### Records to use
Issue #170, opened 2018-08-22
DeclareCategoryCollection causes strange behavior


gwhitney:
If you try to run AutoDoc on the following code snippet
```
#! @Chapter Test
#! @Section Some categories
#!  Intro text
DeclareCategory("MyThings", IsObject);
DeclareCategoryCollections("MyThings");
Now here is some text with a bunch of &!$%*!/ weird things in it. You'll
see that it ends up somewhere, shall we say, very unexpected.
```
it produces the following strange-looking error:
```
XML Parse Error: Line [XX] Character 86
Original file: ./crum/_Chapter_Test.xml, line number [YY].
-----------
  <Filt Arg="arg" Name="MyThings" Label="for ;Now here is some text with a bunch of &!$%*!/ weird things in\
 it. You'llsee that it ends up somewhere"/>
                                                                                     ^
-----------
no semicolon in entity reference
```
It appears that AutoDoc is confused and thinks there is another DeclareCategory on the DeclareCategoryCollections line, and then its argument parsing goes haywire. I will shortly post a pull request that adds handling for DeclareCategoryCollections.

fingolfin:
The problem here of course is that we are only looking for the string `DeclareCategory`, but we do not check what is before or after it. Hence we incorrectly "detect" `DeclareCategoryCollection` as `DeclareCategory`.
To fix this more generally, I think we should check that for any matched string, the next character is a non-identifier letter -- in fact, it should be a space of an opening parenthesis...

### Task directions
Search the material for the word "somewhere" and report how many lines hold it. Add nothing else.

### Answer to this exercise
2